The asialoglycoprotein receptor (ASGPR) is a C-type lectin essentially unique to hepatocytes that plays a central role in the clearance of circulating desialylated glycoproteins through calcium-dependent endocytosis and lysosomal
degradation.7, learn more 8 The receptor is a heterooligomeric molecule composed of two polypeptides, designated as major (ASGPR-1) and minor (ASGPR-2) subunits.7-9 It is of note that due to its organ-restricted expression, a pathogenic role of immune responses directed against ASGPR in certain forms of autoimmune and viral hepatitis is postulated.9-12 In fact, the invariable appearance of anti-ASGPR autoantibodies induced by hepadnaviral infection in the woodchuck model of hepatitis B13 are capable of inducing complement-mediated hepatocellular injury14 and their presence can modify the severity and outcome of experimental hepadnaviral hepatitis.15 Although the most recognized role for ASGPR is the removal of terminally desialylated glycoproteins, it has been proposed that this website ASGPR may also facilitate the trapping of activated lymphocytes.

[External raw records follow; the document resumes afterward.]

Issue #3141, opened 2026-09-12
[Bug]: weekly availability window is off by one day and pulls next Monday's occupancy into this week


aupyay:
### Affected area
Backend API (apps/backend)

### What is wrong
`getWeeklyFinalAvailability` (and the identical pattern in `getCurrentStatusBulk`, [availability.service.ts:734](apps/backend/src/services/availability.service.ts#L734)) computes `weekEnd` as `weekStart + 7 days, endOf('day')` — [availability.service.ts:632](apps/backend/src/services/availability.service.ts#L632) — which is the end of the *following* Monday, one full day past the actual 7-day Monday-Sunday window that `weekDates` (`resolveWeekBounds`, exactly 7 entries) represents. Occupancies are then bucketed only by weekday *name*, not by full date, so an occupancy on next week's Monday is pulled into and incorrectly subtracted from this week's Monday slots.

### Steps to reproduce
1. Call `GET /:orgId/final` (`getFinalAvailabilityForDate` → `getWeeklyFinalAvailability`) for the week of Monday 2026-09-14 through Sunday 2026-09-20.
2. Have an occupancy already booked for **next** week's Monday, 2026-09-21, 10:00-10:30, for the same vet.

### Expected behavior
The 2026-09-14 (this week's Monday) 10:00-10:30 slot should show as available, since the vet has no booking that day.

### Actual behavior
`weekStart = 2026-09-14T00:00:00.000Z`, and the buggy `weekEnd = 2026-09-21T23:59:59.999Z` (next Monday), so the query (`startTime <= weekEnd`) also fetches the 2026-09-21 occupancy. In `computeWeekAvailability`, `occStart.format('dddd') = "MONDAY"`, so `map.get("MONDAY")` returns *this* week's Monday slots and incorrectly splits/removes 10:00-10:30 from them. The calendar shows 2026-09-14 10:00-10:30 as busy/unavailable even though the real conflict is a week later.

### How often does it reproduce
Always, whenever an occupancy exists on the Monday immediately following the queried week.

### Did this work before
Not sure — found via code audit, not a user report.

### Impact
Medium - availability display is wrong for affected Mondays, but there is a workaround (staff can cross-check the actual calendar).

### Additional context
[...]

Issue #3139, opened 2026-09-12
[Bug]: concurrent appointment booking can double-book the same lead vet


aupyay:
### Affected area
Backend API (apps/backend)

### What is wrong
The lead-vet double-booking check (`assertLeadAvailability`, called from `upsertAppointmentOccupancy` — [appointment.prisma.service.ts:1100](apps/backend/src/services/appointment.prisma.service.ts#L1100), used by `createAppointment`'s transaction, `approveRequestedFromPmsInTransaction`, and `updateAppointmentPMS`) is a read-then-write check inside a plain `prisma.$transaction` with no `isolationLevel` set (defaults to Postgres READ COMMITTED). The `Occupancy` table (`packages/database/prisma/schema.prisma`, `Occupancy` model) has only a primary key and lookup indexes — no unique/exclusion constraint preventing overlapping `(userId, startTime, endTime)` ranges.

### Steps to reproduce
1. Two PMS staff (or an automated retry racing a manual click) concurrently call the appointment-create or approve-requested endpoint for the same lead vet and the same overlapping time slot (e.g. both for Dr. X, 2026-09-14 10:00-10:30).
2. Both transactions run `assertLeadAvailability`'s `occupancy.findFirst` before either has committed its `occupancy.create`/appointment insert.

### Expected behavior
The second booking attempt should fail with a conflict, since the vet is already booked for that slot.

### Actual behavior
Under READ COMMITTED, neither statement sees the other's uncommitted row, so both checks pass, both appointments are created with status `UPCOMING`, and both `Occupancy` rows are inserted — the vet ends up double-booked with no error surfaced to either caller.

### How often does it reproduce
Sometimes, intermittent — needs two write requests to race within the same transaction window. More likely under load or with a client retry.

### Did this work before
Not sure — found via code audit, not a user report.

### Impact
High - a core scheduling workflow allows a data-integrity violation (double-booking) with no workaround once it happens short of manual detection and rebooking.

### Additional context
Found during a backend correctness sweep this session (2026-09-12). Fix direction: either raise the transaction isolation level to `Serializable` for this check-and-write, or add a database-level exclusion constraint on `Occupancy` (e.g. a Postgres `EXCLUDE USING gist` on `(userId, tsrange(startTime, endTime))`) so a genuine overlap is rejected at the DB layer regardless of transaction timing.

aupyay:
[...]

PR #3207, opened 2026-09-12
fix(backend): close lead-availability race and weekly-availability off-by-one

aupyay:
## Summary
- #3139: `assertLeadAvailability`'s read-then-write check ran inside a plain (READ COMMITTED) transaction with no DB-level exclusion constraint on `Occupancy`, so two concurrent create/approve/update calls could both pass the overlap check and double-book the same lead vet. The three transactions that book a lead's occupancy (`createAppointment`, `approveRequestedFromPms`, `updateAppointmentPMS`) now run at `Serializable` isolation - the same pattern already used for the free-plan usage-counter guard in `appointment.service.ts`.
- #3141: `getWeeklyFinalAvailability` / `getCurrentStatusBulk` computed `weekEnd` as `weekStart + 7 days`, one day past the actual Monday-Sunday window, so an occupancy on next week's Monday was pulled into and subtracted from this week's Monday slots (occupancies are bucketed by weekday name, not full date). Bounded `weekEnd` to `weekStart + 6 days`. Also fixed the same expression silently applying the server's local UTC offset instead of the UTC calendar day (it re-wrapped an already-UTC `weekStart` in local-mode dayjs before `endOf("day")`).

## Test plan
- [x] `pnpm --filter backend run type-check`
- [x] `pnpm --filter backend run lint` (0 errors; pre-existing warnings in untouched files only)
- [x] `npx jest --testPathPatterns="appointment.prisma.service.test"` - 192/192, including new isolation-level assertions on all three transactions
- [x] `npx jest --testPathPatterns="availability.service.test"` - 60/60, including new weekEnd-boundary assertions for both call sites
- [x] Mutation check: reverted the `isolationLevel` option and confirmed the new test fails; reverted the `weekEnd` day-count and confirmed the new test fails
- [x] Full backend suite: `npx jest` - 499 suites / 11847 tests passed


ankit-yc (approved):
LGTM. Serializable isolation on the three lead-booking transactions matches the existing pattern in appointment.service.ts's usage-counter guard; weekEnd off-by-one and local-TZ leak fix verified with direct query-arg assertions, mutation-killed both. Full backend suite 499/499, CI green.

PR #3208, opened 2026-09-12
fix(backend): stop weekly availability window pulling in next Monday's occupancy

### LINKED ISSUE #3141: [Bug]: weekly availability window is off by one day and pulls next Monday's occupancy into this week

Specifically, activated T cells that express the B220 epitope, a sialic acid-depleted form of CD45,
accumulate within the livers of CD95-deficient mice.16 It was proposed that recognition of activated T lymphocytes could be responsible for the hepatic-retention and ultimately cell removal by way of
an apoptotic mechanism that is at least partly due to the death signal imparted by CD95.16, 17 Although it has been shown that activated T cells may undergo selleck products apoptosis within the liver, the recent identification of hepatocyte-mediated cell killing2, 3 and the data summarized above imply that hepatocytes may play a role in this process. Pursuing this notion, we investigated whether ASGPR may directly contribute to recognition and removal of cells by hepatocytes, particularly CD4+ T lymphocytes. The present study showed that desialylation of the cell surface glycoproteins leads to enhanced hepatocyte-mediated apoptosis of target cells and that disruption of the ASGPR binding activity by receptor blockade using a soluble ligand or small interfering RNA (siRNA)-mediated knockdown of ASGPR expression results in significantly reduced rates of target cell killing by hepatocytes. Also, our study provides the first evidence that hepatocytes can eliminate activated T lymphocytes brought into contact with their surface. ASF, asialofetuin; ASGPR, asialoglycoprotein receptor; CD95L, CD95 ligand; CTL, cytotoxic T lymphocytes; MHC, major histocompatibility complex; NK, natural killer cells; PBMC, peripheral blood mononuclear cell; PHA, phytohemagglutinin; RT-PCR, reverse-transcription polymerase chain reaction; siRNA, small interfering RNA.